There is a lot of context for the dream, best summarized as a fluid and somewhat wild/ chaotic/ noisy social night scene.  This kind of backdrop is quite common in my dreams, so much so I am inclined to refer to my ‘long night dreams’.  These usually take place over several ‘hours’ and spill late into the night or early morning.  They generally build through escalating events/ imagery and crystalize in a single memorable and stirring image.  The dream about an inheritance is in this larger category, but the specific incident in question feels broken out of its immediate context and stands alone in the dreamspace.

Another memorable long night dream from a slightly earlier period culminated in a scene where I came upon a group of revelers around a bonfire, deep in the forest, swinging in hammocks or dancing unrestrainedly some hours after midnight–maybe two in the morning.  Although I was not, knew I was not, of them, I longed to join in their joyous communal frenzy.  This image of a revelry around a bonfire possessed an energetic charge that animated all that came into contact with it, in other words this image, the image of the inheritance, and other images buried late in these long night dreams, were presenting themselves as possible material for my personal myth.  I can imagine a life founded on the idea of an enormous inheritance or a communal dance just as the grail image has, as Robert Johnson convincingly argues, served as the founding myth for western masculinity for a thousand years.
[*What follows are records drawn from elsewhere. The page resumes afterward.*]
PR #165, opened 2023-10-05
Implement MxTransitionManager SetWaitIndicator and SetupCopyRect

cuckydev:
This PR implements and matches `MxTransition::SetWaitIndicator`
This PR implements `MxTransition::SetupCopyRect`
`SetupCopyRect` does not currently match.

This PR touches into various other classes out of necessity.

### DIFF
--- a/LEGO1/mxdisplaysurface.cpp
+++ b/LEGO1/mxdisplaysurface.cpp
@@ -174,7 +174,7 @@ void MxDisplaySurface::SetPalette(MxPalette *p_palette)
 }
 
 // OFFSET: LEGO1 0x100bc200 STUB
-void MxDisplaySurface::vtable24(undefined4, undefined4, undefined4, undefined4, undefined4, undefined4, undefined4, undefined4)
+void MxDisplaySurface::vtable24(DDSURFACEDESC&, undefined4, undefined4, undefined4, undefined4, undefined4, undefined4, undefined4)
 {
 
 }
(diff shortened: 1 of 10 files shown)


LEGO1/mxdisplaysurface.cpp
```diff
@@ -174,7 +174,7 @@ void MxDisplaySurface::SetPalette(MxPalette *p_palette)
 }
 
 // OFFSET: LEGO1 0x100bc200 STUB
-void MxDisplaySurface::vtable24(undefined4, undefined4, undefined4, undefined4, undefined4, undefined4, undefined4, undefined4)
+void MxDisplaySurface::vtable24(DDSURFACEDESC&, undefined4, undefined4, undefined4, undefined4, undefined4, undefined4, undefined4)
```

Standing back a little, and thinking about how it is that I have the courage to face a new journey, certain steps, some fairly conventional, others rather more esoteric and specific, have been necessary for me to face the future with confidence and with nerve, to lay the past to rest, to open a new channel to life.  Life, sounds, smells, textures, colors, spill into me and swirl around as never before, and a multi-year process has certainly reached exhaustion, and cleared the way for a realized rebirth.  Rudhyar writes revealingly about the ending of a cycle: “Any person who has had to improvise a speech after a dinner party knows how difficult it is to bring his talk to a convincing and significant end.  When coming to the close of their speech many speakers fumble, repeat themselves, go from climax to anticlimax, and perhaps let their words die out wearily and inconclusively (…) The composer of music, the dramatist, and the novelist often find the same difficulty when confronted with the obvious necessity of bringing their works to a conclusion.”  He goes on: “the natural end of everything is exhaustion–one gets exhausted and so do the people around you.  The speech or the individual himself, dies rather meaninglessly of old age.  Unless the self, the spiritual being, takes control and, binding up all the loose strings of the great lifelong effort, gathers the most essential elements into an impressive and revealing conclusion, there is danger that the great moment will become obscured by the settling dust of the struggle.”
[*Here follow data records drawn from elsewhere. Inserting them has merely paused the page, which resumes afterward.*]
PR #166, opened 2023-10-05
(Proposal) Add injection hooking to test decompiled functions in-game

cuckydev:
This proposal adds a new compile option and a few macros that allows the decompilation to be built as to patch decompiled functions into the original LEGO1.DLL.

It's just a draft right now, there's a few things that still need to be worked out:
- SmartHeap is static linked into the patch DLL, which breaks memory allocation. There is probably a simple solution to this.
- Global variables do not have hooks yet. MSVC 4.2 makes this pretty hard so I'm not sure where to go with this.

I'm hoping some other people can provide insight on how to move this forward, as it'll help to be able to test non-matching functions in-game.

### DIFF
--- a/CMakeLists.txt
+++ b/CMakeLists.txt
@@ -3,6 +3,7 @@ cmake_minimum_required(VERSION 3.13 FATAL_ERROR)
 project(isle CXX)
 
 option(ISLE_BUILD_APP "Build ISLE.EXE application" ON)
+option(ISLE_BUILD_PATCH "Build patching into ISLE.EXE and LEGO1.DLL (requires ISLE_BUILD_APP)" OFF)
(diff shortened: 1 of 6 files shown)


foxtacles:
Interesting approach. Personally I think using a launcher (script) instead of baking the patching into the decomp directly might be easier/cleaner. Using the information from the `.pdb` file and annotations we already have should make this possible (like `reccmp.py` makes use of it; might even be possible to pull out some code from there and share it) - this would then also allow using any version of `ISLE.EXE` (let's say, the original) if so desired.

Just my two cents though, curious what everyone else thinks about it.

itsmattkc:
Yeah I agree that a separate launcher that automatically injects feels like a better approach. It wouldn't require any modifications to the codebase as we can just use the PDB mechanisms to link up original addresses to the recompiled addresses.

PR #168, opened 2023-10-05
MxTransitionManager::Tickle() & FUN_1004bcf0

Ramen2X:
Implements MxTransitionManager::Tickle() and MxTransitionManager::FUN_1004bcf0().

FUN_1004bcf0 is 100% matching. Tickle() was matching before merge.

This PR also additionally stubs all of the unimplemented transition methods.

### DIFF
--- a/LEGO1/mxdisplaysurface.cpp
+++ b/LEGO1/mxdisplaysurface.cpp
@@ -232,7 +232,7 @@ undefined4 MxDisplaySurface::vtable44(undefined4, undefined4*, undefined4, undef
 }
 
 // OFFSET: LEGO1 0x100ba640 STUB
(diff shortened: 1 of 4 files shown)


Ramen2X:
Quick additional note - I was unsure whether or not I should rename FUN_1004bcf0 adjacent to the other transition methods called in Tickle because it isn't really a transition in of itself, but I'd like to hear some more thoughts on this.

foxtacles:
> Quick additional note - I was unsure whether or not I should rename FUN_1004bcf0 adjacent to the other transition methods called in Tickle because it isn't really a transition in of itself, but I'd like to hear some more thoughts on this.

Yeah, I think we could call it something like `Transition_None`? Seems appropriate to me

foxtacles (approved):
Looks good, feel free to merge

PR #170, opened 2023-10-06
Refactor deserialization of objects

foxtacles:
This PR adds a few template helpers to clean up the source code of most of the `Deserialize` functions. It's not quite as elegant as I'd like it to be due to limited template support in this version of VC++ but it's still an improvement I think.

Matches stay the same.


itsmattkc:
Definitely cleaner. Looks good to me!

Here, Rudhyar seems to be talking about the end of life, but a little later it becomes clear that he is actually talking about all acts, all events: “The art of bringing every experience to a creative end is the greatest of all arts (…) What this art demands first of all is the courage to repudiate the ‘ghosts’ of the past.  It is this repudiation that is also called severance (…) One must have the courage to dismiss the things unsaid, the gestures unloved, the love unexperienced, and to make a compelling end on the basis of what has been done.”  In other words, a graceful ending acknowledges that there is a great deal more that could have been done, and nonetheless strives to encapsulate and put into perspective that which was done.
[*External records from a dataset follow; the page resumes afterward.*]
PR #176, opened 2023-10-07
Implement Start()

MishaProductions:
This PR implements the start function. 100% matching.

### DIFF
--- a/LEGO1/mxomni.cpp
+++ b/LEGO1/mxomni.cpp
@@ -42,10 +42,16 @@ void MxOmni::Init()
   m_unk64 = NULL;
 }
 
-// OFFSET: LEGO1 0x100b0090 STUB
-void MxOmni::vtable0x20()
+// OFFSET: LEGO1 0x100b0090
+long MxOmni::Start(MxDSAction* ds)
 {
-  // TODO
+  MxResult result = -1;
+  if(ds->GetAtomId().GetInternal() != NULL && ds->GetObjectId() != -1 && m_streamer != NULL)
+  {
+    result = m_streamer->Unknown100b99b0(ds);
+  }
+
+  return result;
 }
 
 // OFFSET: LEGO1 0x100b00c0 STUB
@@ -258,7 +264,7 @@ MxAtomIdCounterSet *AtomIdCounterSet()
 MxStreamer* Streamer()
 {
   return MxOmni::GetInstance()->GetStreamer();
-} 
+}
 
 // OFFSET: LEGO1 0x100acf00
 MxSoundManager* MSoundManager()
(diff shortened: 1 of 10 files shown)


LEGO1/mxomni.cpp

With exhaustion of the old comes, as we have seen, the first breath of the new.  In what areas, to what purpose, and up which gradient ought I to apply my newfound energies and intent?  I suspect that the paying off of whatever karmic debt I am holding is a necessary feature of taking up whatever inheritance is to be assumed.  Once again, Rudhyar gives us a hint when he writes of crossing the threshold of rebirth: if the individual “has absorbed and assimilated the darkness represented by the ‘Guardian of the Threshold’–the memories and complexes of the personal and collective Unconscious–then the Tone of the new cycle can ring out clearly.  The individual, conscious of his true Identity, is able to use for his purpose of destiny whatever conditions have been inherited from his past and the past of his race, from his parents and from humanity” (italics in the original).

I love this phrase, “the Tone of the new cycle,” capitalized Tone, (by which we could also understand to mean “style”).  If indeed I am saddled with some sort of baggage from centuries past, an idea which I do not advance lightly in the least, then clearly it is my duty as a future directed individual who simultaneously “believes” in cyclicality as a basic principle of human and natural operations, to transform the elements of this baggage, this ragged tune, into a new tone which can ring clear to anyone who might benefit in some way from hearing it.  My listeners, my audience, are those smart kids who, blessed and cursed with preciosity, struggle to make sense of the terrain of their own mind which, in the immortal words of Gerard Manly Hopkins has mountains, O the mind, mind has mountains.

In order to reach authentically another I need then to perform in my own style.  Arriving at an original style is the first great challenge for any artist; in the arts formally this generally entails assimilating the style of others with one’s own insurgent urge toward expression such that the resulting product is recognizably your own and resonates with your inner sense of what you are about.  The effort to live one’s life with style, to make of one’s life a work of art, is harder still, for instead of working toward a finished product, a song, a novel, poem, or canvas, we are instead seeking to infuse each moment, each encounter, each event pocket, with creative intent and energy.  This effort requires attention as well as imagination, and here attention and imagination exist in a delicate and precise balance. Without attention the mind quickly loses itself in projection, in maya, the mist of illusion and fantasy.  However, without imagination attention may be overly focussed in the immediately apparent and explicable.  Hollis quotes Gaston Bachelard: “Psychically, we are created by our reverie–created and limited by our reverie–for it is the reverie which delineates the furthest limits of our mind.”  The courage to imagine, to wander, and to bring back to and integrate into diurnal consciousness the imprints and impressions of our furthest wanderings, this is the courage we may need in order to live at the highest levels of creativity.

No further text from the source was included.